Tentu saja, Cyril dan Orestes berselisih, khususnya pada saat orang-orang Yahudi memulai konflik kekerasan dengan orang-orang Kristen. Akibatnya, Cyril menyerang orang-orang Yahudi secara agresif dan mengusir mereka dari kota, menjarah rumah dan kuil mereka. Orestes terkejut dan mengadu kepada pemerintah Romawi di Konstantinopel.
Cyril mencoba meminta maaf atas keputusannya yang gegabah, namun Orestes menolak rekonsiliasi dan kemudian menjadi sasaran pembunuhan oleh 500 biksu Cyril yang jahat.
Meskipun Hypatia tidak terlibat langsung dalam proses ini, dia adalah teman Orestes dan memiliki kepausan dalam bidang teologi non-Kristen - dua hal yang membuatnya menjadi sasaran empuk sekte yang semakin marah.
Dalam perjuangan politik yang didominasi laki-laki, masuk akal untuk menargetkan perempuan yang tidak menerima cara-cara paradigma dominan, namun menggunakan kecerdasannya untuk meragukan pengabdian mereka.
Hypatia adalah wanita yang cerdas dan berprestasi - sesuatu yang tidak biasa bagi wanita pada masa itu. Wanita seperti Hypatia sangat ditakuti oleh banyak orang di Aleksandria. Karena itu, dan fakta bahwa dia percaya pada paganisme – banyak yang menuduhnya menyembah Setan. Dia harus dibungkam untuk selamanya.
Seorang hakim bernama Peter the Lector mengumpulkan rekan-rekannya yang fanatik agama, dan memburunya saat dia dalam perjalanan dari memberikan ceramah di universitas. Mereka merenggutnya dari kereta dan mulai merobek pakaiannya, menarik rambutnya melewati jalan-jalan kota.
Kelompok tersebut kemudian menyeretnya ke gereja terdekat di mana mereka menelanjanginya dan mengambil apa pun yang mereka temukan untuk menghancurkannya. Dalam hal ini adalah genteng dan cangkang tiram yang diletakkan di sekitar bangunan yang baru dibangun.

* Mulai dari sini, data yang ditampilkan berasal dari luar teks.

PR #948, opened 2021-05-21
Add NewTicker to the Clock Interface

moisesvega:
Changes in this diff: 

- Move Clock interface to zapcore and re-exported from the top-level zap package
- Add NewTicker method as part of Clock Interface

With this changes Clock interface will be available inside of zapcore and the NewTicker method will allow us to control time.Ticker when it is necessary. 

This is a stacked PR to addressed the comments on https://github.com/uber-go/zap/pull/782 . Next PR will be doing a refactor of WriteSyncer.


clock.go
```diff
@@ -20,13 +20,14 @@
...
+
+	"go.uber.org/zap/zapcore"
+)
 
 // Clock is a source of time for logged entries.
-type Clock interface {
-	// Now returns the current local time.
-	Now() time.Time
-}
+type Clock zapcore.Clock
```
abhinav, line 30: Do we need to keep the zap-level Clock type? We haven't shipped this yet so we can move this type to zapcore without breaking anything.

Also, if we do want to keep it around, we probably want to use a type alias.

```suggestion
type Clock = zapcore.Clock
```

The current form declares a new type Clock that is distinct from zapcore.Clock, while the type alias resolves to zapcore.Clock at compile time.

zapcore/clock.go
```diff
@@ -0,0 +1,34 @@
...
+	"time"
+)
+
+// Clock is a source of time for logged entries.
+type Clock interface {
+	// Now returns the current local time.
+	Now() time.Time
+	// NewTicker returns *time.Ticker that holds a channel
+	// that delivers ``ticks'' of a clock.
+	NewTicker(time.Duration) *time.Ticker
```
abhinav, line 33: Is this enough for a mock/test implementation? I think it would help to include a test implementation in this PR to understand how this gives us control over the Ticker.

clock_test.go
```diff
@@ -32,6 +32,9 @@ import (
 type constantClock time.Time
 
 func (c constantClock) Now() time.Time { return time.Time(c) }
+func (c constantClock) NewTicker(d time.Duration) *time.Ticker {
+	return time.NewTicker(d)
```
abhinav, line 36: Behaviorally, I would assume that a constantClock will never advance the ticker since time never moves.

zapcore/clock.go
moisesvega: I added a testcase that showcase this.

zapcore/clock_test.go
```diff
@@ -0,0 +1,61 @@
...
+type controlledClock struct {
+	mockClock *clock.Mock
+}
+
+func (c *controlledClock) Now() time.Time {
+	return c.mockClock.Now()
+}
+
+func (c *controlledClock) NewTicker(d time.Duration) *time.Ticker {
+	return &time.Ticker{C: c.mockClock.Ticker(d).C}
```
abhinav, line 41: This works but we can shorten this by embedding clock.Mock and only overriding NewTicker:

```
type controlledClock struct{
  *clock.Mock
}

func newControlledClock() *controlledClock

func (*controlledClock) NewTicker(...) *time.Ticker
```

zapcore/clock_test.go
```diff
@@ -0,0 +1,61 @@
...
+func TestMockClock(t *testing.T) {
+	var n int32
+	ctrlMock := &controlledClock{mockClock: clock.NewMock()}
+
+	// Create a channel to increment every microsecond.
+	go func() {
+		ticker := ctrlMock.NewTicker(1 * time.Microsecond)
+		for {
+			<-ticker.C
+			atomic.AddInt32(&n, 1)
```
abhinav, line 53: This is a goroutine leak. If we use go.uber.org/goleak here (which we do in #782).
We need to create a second `quit` channel that this `select`s on.

```
for {
  select {
  case <-quit:
    ticker.Stop()
    return
    
  case <-ticker.C:
    // ...
  }
}
```

This might also have to use a second channel to indicate that the goroutine has finished to wait for it to exit.

```
done := make(chan struct{})
go func() {
    defer close(done)
    // ...
}()
defer func() { <-done }() // wait for end
```

zapcore/clock_test.go
```diff
@@ -0,0 +1,61 @@
...
+		}
+	}()
+	time.Sleep(1 * time.Microsecond)
```
abhinav, line 56: This shouldn't be necessary. My guess is that it's to wait for the ticker to start up.
We can probably get rid of this by starting the ticker right above the `go func()`, or as an argument to `go func`.

```
go func(ticker *time.Ticker) {
  // ...
}(ctrlMock.NewTicker(..))
```

zapcore/clock_test.go
```diff
@@ -0,0 +1,61 @@
...
+	return &time.Ticker{C: c.mockClock.Ticker(d).C}
+}
+
+func TestMockClock(t *testing.T) {
+	var n int32
+	ctrlMock := &controlledClock{mockClock: clock.NewMock()}
+
+	// Create a channel to increment every microsecond.
+	go func() {
+		ticker := ctrlMock.NewTicker(1 * time.Microsecond)
```
abhinav, line 50: code style: can be just `time.Microsecond` instead of `1 * time.Microsecond`.

zapcore/clock_test.go
```diff
@@ -0,0 +1,61 @@
...
+func (c *controlledClock) Now() time.Time {
+	return c.mockClock.Now()
+}
+
+func (c *controlledClock) NewTicker(d time.Duration) *time.Ticker {
+	return &time.Ticker{C: c.mockClock.Ticker(d).C}
+}
+
+func TestMockClock(t *testing.T) {
+	var n int32
```
abhinav, line 45: Instead of using `sync/atomic`, we should use [go.uber.org/atomic](https://pkg.go.dev/go.uber.org/atomic#Int32) here.


```
var n atomic.Int32

// ...

<-ticker.C
n.Inc()

// ...

assert.Equal(t, 42, n.Load())
```

See also https://github.com/uber-go/guide/blob/master/style.md#use-gouberorgatomic

zapcore/clock_test.go
```diff
@@ -0,0 +1,61 @@
...
+		ticker := ctrlMock.NewTicker(1 * time.Microsecond)
+		for {
+			<-ticker.C
+			atomic.AddInt32(&n, 1)
+		}
+	}()
+	time.Sleep(1 * time.Microsecond)
+
+	// Move clock forward.
+	ctrlMock.mockClock.Add(10 * time.Microsecond)
```
abhinav, line 59: If we embed clock.MockClock inside ctrlMock as suggested above, this `.mockClock` can be dropped.

zapcore/clock_test.go
```diff
@@ -0,0 +1,61 @@
...
+	assert.Equal(t, atomic.LoadInt32(&n), int32(10))
```
abhinav, line 60: For `assert.Equal`, the arguments are `(expected, got)`, not `(got, expected)`.

zapcore/clock_test.go
```diff
@@ -0,0 +1,65 @@
...
+			case <-ticker.C:
+				n.Inc()
+			}
+		}
+	}(ctrlMock.NewTicker(time.Microsecond))
+
+	// Move clock forward.
+	ctrlMock.Add(2 * time.Microsecond)
+	assert.Equal(t, int32(2), n.Load())
+	quit <- true
```
abhinav, line 64: For channels that'll only ever fire once, `close` the channel instead of posting to it. (See also [this](https://abhinavg.net/posts/fire-once-antipattern/).)

abhinav: Separately, please also see [this](https://github.com/uber-go/zap/pull/948#discussion_r637262837) comment.

We need to wait for the goroutine to actually exit once we tell it to stop before the test finishes.

Consider incorporating [goleak](https://github.com/uber-go/goleak) with a TestMain in zapcore to detect issues like this.

abhinav:
RE: lint failures: you need to run `go mod tidy` if this is a new depenedency.

abhinav (approved):

zapcore/clock.go
```diff
@@ -0,0 +1,34 @@
...
+import (
+	"time"
+)
+
+// Clock is a source of time for logged entries.
+type Clock interface {
+	// Now returns the current local time.
+	Now() time.Time
+	// NewTicker returns *time.Ticker that holds a channel
+	// that delivers ``ticks'' of a clock.
```
mh-park, line 32: super nit: 
```suggestion
	// that delivers "ticks" of a clock.
```
Not sure what kind of quotes you wanted here, but the current ticks don't look correct. Ignore me if I'm wrong.

mh-park (approved):
LGTM!

clock.go
```diff
@@ -36,3 +37,7 @@ var _systemClock Clock = systemClock{}
 func (systemClock) Now() time.Time {
 	return time.Now()
 }
+
```
sywhang, line 40: Do these exported names not need comments?

moisesvega: We don't need comments here as the `systemClock` is not being exported, it is just a private variable satisfying an interface. 

Most likely I will move this systemClock to zapcore and exported it, if that happens I will add the proper comments for the exported type.

sywhang: Ah, I see. Thanks for the clarification!

sywhang (approved):

clock_test.go
```diff
@@ -42,3 +46,31 @@ func TestWithClock(t *testing.T) {
...
+	done := make(chan struct{})
+	defer func() {
+		<-done
+		assert.Equal(t, target, n.Load())
+	}() // wait for end
+
+	quit := make(chan struct{})
+	// Create a channel to increment every millisecond.
+	go func(ticker *time.Ticker) {
+		defer close(done)
```
abhinav, line 62: Do we need this to be a separate goroutine?
For this one, since we're blocking until three ticks, we can just do this all inline. It would simplify book keeping and it doesn't need to be an atomic because there would be no concurrency:

```
target := 3
var n int

ticker := _systemClock.NewTicker(..)
for range ticker.C {
  n++
  if n == target {
    ticker.Stop()
    return
  }
}
```

(We don't need the `assert.Equal` either because if the logic is faulty, the function will just loop forever.)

Bersama mereka, mereka merobek dagingnya dari tubuhnya, mengulitinya hidup-hidup atas nama seluruh umat Kristen. Jenazahnya kemudian dirobek dan dibakar di altar.
Universitas Alexandria, tempat dia dan ayahnya Theon mengajar, dibakar habis sebagai tanda intoleransi. Setelah pembunuhannya, terjadi eksodus massal para intelektual dan seniman yang mengkhawatirkan keselamatan mereka sendiri.
Rasa kekuatan Kristiani yang baru muncul muncul di kota besar ini, Terkadang kematian adalah simbol yang bertahan dalam ujian waktu.
Ratusan tahun setelah pembunuhannya, Hypatia - seorang intelektual bergaya Renaisans yang membela pemisahan gereja dan negara - terus hidup, terkait dengan perjuangan kebebasan.